▸ **Records to process**
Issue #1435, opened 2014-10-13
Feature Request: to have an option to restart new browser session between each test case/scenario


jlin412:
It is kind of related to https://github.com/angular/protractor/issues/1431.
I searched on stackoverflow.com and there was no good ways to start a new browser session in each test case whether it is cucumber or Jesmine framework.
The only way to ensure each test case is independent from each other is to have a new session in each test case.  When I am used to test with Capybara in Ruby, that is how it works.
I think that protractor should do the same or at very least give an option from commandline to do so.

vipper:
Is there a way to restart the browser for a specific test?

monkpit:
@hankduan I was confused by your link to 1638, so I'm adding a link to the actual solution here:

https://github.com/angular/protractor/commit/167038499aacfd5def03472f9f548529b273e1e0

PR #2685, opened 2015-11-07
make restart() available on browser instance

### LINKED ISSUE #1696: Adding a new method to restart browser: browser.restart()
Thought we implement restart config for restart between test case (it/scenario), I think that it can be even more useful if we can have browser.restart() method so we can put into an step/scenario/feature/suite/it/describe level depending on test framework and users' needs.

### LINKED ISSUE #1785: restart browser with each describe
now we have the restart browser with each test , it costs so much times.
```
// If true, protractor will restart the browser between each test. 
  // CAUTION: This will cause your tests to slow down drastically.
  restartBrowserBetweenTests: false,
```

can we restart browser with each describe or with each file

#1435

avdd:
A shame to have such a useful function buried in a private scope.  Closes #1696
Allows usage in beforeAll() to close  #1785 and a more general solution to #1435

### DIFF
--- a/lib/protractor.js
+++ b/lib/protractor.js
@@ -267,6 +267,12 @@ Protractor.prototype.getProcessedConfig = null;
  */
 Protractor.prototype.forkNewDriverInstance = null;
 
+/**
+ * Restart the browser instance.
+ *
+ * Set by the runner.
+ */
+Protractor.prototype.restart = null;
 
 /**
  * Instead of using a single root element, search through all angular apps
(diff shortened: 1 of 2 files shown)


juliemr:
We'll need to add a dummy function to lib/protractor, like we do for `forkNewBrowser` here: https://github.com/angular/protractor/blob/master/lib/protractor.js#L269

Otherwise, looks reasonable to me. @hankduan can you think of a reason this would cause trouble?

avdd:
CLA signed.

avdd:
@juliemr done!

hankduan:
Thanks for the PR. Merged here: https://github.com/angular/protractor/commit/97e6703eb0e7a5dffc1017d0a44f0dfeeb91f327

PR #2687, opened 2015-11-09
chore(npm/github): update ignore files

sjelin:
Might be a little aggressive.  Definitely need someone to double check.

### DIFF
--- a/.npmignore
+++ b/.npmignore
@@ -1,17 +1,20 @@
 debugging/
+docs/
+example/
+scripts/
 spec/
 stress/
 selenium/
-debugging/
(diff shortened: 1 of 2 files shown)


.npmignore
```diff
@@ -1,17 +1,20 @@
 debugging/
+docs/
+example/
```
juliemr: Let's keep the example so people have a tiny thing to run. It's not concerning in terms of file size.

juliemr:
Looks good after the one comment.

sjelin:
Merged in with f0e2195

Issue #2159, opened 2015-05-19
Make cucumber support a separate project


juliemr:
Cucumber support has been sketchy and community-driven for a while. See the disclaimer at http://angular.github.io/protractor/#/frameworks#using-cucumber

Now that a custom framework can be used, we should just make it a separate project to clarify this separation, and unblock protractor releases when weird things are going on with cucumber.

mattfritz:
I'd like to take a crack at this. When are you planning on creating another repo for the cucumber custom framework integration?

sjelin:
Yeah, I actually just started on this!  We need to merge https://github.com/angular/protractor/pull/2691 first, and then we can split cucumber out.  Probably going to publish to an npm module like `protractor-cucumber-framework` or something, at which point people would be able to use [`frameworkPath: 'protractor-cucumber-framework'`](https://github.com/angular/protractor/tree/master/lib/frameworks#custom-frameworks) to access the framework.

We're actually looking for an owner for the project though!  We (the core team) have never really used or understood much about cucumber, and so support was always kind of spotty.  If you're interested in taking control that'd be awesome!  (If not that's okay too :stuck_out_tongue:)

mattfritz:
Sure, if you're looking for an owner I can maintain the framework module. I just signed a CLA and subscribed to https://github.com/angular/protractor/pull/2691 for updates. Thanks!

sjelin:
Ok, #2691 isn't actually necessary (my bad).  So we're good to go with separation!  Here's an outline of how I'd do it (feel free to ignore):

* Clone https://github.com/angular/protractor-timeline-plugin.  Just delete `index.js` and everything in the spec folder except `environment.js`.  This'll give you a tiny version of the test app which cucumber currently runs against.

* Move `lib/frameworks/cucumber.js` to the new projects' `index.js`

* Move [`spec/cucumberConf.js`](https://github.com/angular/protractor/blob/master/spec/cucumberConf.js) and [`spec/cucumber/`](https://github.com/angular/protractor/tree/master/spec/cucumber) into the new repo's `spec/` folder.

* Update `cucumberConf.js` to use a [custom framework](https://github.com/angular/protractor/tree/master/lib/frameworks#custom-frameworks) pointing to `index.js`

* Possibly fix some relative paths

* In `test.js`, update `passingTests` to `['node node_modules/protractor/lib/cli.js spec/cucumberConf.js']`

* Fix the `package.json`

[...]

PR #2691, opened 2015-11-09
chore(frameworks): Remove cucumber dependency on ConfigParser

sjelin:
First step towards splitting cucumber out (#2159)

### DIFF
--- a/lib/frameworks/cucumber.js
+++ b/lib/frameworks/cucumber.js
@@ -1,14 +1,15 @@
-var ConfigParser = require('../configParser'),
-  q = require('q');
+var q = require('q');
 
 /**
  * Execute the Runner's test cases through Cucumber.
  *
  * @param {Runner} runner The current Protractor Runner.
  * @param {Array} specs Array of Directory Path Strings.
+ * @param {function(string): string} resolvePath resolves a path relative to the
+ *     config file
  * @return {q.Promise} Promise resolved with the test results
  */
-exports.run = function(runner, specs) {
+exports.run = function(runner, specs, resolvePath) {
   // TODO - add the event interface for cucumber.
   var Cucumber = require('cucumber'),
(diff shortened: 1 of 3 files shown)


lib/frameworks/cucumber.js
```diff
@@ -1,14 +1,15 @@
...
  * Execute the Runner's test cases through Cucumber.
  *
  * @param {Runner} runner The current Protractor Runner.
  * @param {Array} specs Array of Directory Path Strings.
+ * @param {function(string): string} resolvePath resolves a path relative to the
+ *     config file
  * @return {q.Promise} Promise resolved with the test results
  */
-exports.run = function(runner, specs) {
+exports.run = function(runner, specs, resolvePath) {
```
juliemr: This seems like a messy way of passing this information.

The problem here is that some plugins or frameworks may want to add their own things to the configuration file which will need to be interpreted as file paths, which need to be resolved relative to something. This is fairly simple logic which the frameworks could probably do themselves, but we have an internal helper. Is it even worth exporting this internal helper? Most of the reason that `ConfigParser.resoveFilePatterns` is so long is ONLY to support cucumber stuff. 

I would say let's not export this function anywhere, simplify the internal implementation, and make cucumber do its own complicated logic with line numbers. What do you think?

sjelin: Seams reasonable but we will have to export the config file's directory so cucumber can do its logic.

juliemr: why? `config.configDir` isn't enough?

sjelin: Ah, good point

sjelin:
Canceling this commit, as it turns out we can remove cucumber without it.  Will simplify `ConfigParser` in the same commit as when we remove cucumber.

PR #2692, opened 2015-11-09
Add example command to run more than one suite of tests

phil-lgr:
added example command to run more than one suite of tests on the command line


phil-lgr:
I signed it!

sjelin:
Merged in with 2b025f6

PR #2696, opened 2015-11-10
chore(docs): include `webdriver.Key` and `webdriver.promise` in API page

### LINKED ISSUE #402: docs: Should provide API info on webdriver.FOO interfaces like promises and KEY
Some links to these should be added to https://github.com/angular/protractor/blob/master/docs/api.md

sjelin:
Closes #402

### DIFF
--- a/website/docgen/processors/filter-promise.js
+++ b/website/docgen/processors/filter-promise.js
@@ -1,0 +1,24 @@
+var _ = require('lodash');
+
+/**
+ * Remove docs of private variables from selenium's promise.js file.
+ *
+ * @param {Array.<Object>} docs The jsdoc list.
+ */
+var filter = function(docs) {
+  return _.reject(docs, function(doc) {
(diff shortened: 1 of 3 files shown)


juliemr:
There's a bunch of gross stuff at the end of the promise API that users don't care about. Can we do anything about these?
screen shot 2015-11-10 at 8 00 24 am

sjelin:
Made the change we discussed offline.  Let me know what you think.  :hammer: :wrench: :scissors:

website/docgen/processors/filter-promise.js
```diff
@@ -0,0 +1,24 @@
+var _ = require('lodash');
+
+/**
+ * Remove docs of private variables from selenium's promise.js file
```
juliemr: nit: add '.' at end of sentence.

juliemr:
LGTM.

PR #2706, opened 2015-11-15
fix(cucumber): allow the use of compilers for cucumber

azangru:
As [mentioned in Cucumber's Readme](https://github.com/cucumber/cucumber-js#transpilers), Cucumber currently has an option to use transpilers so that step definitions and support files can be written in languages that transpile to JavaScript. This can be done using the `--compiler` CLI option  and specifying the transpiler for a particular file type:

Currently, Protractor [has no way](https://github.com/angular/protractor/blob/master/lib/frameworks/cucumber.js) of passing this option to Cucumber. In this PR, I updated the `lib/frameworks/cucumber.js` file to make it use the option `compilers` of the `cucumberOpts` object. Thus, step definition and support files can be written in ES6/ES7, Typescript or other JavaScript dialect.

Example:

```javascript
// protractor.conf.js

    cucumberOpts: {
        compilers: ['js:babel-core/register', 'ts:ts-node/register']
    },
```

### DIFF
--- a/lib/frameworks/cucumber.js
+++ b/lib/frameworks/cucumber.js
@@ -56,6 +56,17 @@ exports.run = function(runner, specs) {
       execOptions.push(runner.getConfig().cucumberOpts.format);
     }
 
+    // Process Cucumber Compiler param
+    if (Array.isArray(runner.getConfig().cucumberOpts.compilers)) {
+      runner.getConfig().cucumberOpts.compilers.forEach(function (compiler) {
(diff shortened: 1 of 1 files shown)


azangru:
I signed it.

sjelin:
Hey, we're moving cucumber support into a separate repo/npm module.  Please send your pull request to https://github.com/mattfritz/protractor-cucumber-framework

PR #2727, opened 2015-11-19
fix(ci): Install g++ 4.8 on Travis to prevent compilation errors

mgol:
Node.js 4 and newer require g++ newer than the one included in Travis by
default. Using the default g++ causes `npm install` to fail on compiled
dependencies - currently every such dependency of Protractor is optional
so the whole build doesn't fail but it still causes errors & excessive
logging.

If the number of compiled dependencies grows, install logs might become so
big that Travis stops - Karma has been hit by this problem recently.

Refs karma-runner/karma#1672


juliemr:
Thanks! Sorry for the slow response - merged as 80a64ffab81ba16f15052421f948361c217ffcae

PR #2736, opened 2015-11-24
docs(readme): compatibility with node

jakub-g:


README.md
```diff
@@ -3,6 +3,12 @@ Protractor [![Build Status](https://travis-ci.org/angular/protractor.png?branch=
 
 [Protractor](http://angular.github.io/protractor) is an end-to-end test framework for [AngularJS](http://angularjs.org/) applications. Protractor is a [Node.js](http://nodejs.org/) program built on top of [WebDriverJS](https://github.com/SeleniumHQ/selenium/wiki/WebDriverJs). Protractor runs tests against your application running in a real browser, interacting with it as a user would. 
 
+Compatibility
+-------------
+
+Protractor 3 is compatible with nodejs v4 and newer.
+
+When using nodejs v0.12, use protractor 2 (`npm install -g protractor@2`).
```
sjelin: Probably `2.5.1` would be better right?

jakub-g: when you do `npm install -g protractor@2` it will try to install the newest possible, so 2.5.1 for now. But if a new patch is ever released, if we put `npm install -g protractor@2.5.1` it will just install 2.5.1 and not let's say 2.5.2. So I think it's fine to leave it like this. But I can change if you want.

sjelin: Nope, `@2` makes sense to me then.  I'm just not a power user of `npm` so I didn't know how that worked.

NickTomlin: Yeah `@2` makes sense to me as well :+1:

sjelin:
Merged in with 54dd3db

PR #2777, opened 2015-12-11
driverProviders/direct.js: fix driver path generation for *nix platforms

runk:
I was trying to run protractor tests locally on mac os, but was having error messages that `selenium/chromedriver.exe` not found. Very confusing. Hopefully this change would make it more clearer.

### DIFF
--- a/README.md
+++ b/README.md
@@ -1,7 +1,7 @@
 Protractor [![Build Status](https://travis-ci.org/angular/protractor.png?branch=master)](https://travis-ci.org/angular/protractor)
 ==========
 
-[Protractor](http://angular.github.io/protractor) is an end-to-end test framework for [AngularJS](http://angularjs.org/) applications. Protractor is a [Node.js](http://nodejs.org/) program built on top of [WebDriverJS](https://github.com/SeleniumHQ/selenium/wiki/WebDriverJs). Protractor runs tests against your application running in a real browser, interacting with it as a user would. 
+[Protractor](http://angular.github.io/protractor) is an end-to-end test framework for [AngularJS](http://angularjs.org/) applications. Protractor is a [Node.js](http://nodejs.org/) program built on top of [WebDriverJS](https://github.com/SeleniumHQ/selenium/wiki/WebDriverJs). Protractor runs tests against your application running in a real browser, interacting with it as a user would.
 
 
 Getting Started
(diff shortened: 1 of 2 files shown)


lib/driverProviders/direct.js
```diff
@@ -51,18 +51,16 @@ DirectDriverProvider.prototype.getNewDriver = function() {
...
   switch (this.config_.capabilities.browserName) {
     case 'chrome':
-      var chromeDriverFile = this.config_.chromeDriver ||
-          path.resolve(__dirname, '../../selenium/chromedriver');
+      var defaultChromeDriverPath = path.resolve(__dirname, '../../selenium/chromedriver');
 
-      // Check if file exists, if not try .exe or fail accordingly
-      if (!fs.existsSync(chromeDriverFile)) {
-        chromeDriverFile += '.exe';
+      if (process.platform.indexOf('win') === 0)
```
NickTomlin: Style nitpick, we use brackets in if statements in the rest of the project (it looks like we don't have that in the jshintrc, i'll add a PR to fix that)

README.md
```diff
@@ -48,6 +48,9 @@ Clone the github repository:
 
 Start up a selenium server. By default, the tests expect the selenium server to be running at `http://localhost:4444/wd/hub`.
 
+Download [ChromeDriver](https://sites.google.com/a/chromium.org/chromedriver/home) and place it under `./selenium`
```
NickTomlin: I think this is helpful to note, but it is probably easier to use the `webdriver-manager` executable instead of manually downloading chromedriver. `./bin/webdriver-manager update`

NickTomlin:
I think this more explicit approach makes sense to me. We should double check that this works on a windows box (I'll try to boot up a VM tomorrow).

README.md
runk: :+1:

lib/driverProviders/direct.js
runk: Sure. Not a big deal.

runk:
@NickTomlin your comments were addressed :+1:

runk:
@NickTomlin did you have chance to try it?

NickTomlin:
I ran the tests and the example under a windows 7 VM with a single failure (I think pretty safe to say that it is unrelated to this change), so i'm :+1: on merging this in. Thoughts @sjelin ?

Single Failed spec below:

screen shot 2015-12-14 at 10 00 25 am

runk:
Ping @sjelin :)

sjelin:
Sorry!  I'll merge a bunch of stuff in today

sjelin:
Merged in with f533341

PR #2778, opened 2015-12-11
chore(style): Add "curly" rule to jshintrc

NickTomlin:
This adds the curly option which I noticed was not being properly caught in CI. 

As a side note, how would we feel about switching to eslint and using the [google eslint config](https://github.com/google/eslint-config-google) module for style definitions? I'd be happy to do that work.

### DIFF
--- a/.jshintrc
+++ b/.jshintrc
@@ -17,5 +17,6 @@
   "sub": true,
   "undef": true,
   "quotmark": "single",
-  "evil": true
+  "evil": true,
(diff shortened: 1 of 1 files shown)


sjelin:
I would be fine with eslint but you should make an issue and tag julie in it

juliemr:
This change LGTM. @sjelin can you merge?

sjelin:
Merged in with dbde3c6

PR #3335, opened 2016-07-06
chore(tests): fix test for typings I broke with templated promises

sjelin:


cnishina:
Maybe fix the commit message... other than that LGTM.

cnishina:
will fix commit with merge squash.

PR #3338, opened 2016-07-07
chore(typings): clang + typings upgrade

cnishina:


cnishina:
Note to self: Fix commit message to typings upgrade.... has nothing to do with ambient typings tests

▸ **What you will do**
Tell how many lines above hold "blob", nothing more.

▸ **Solution to the problem**
4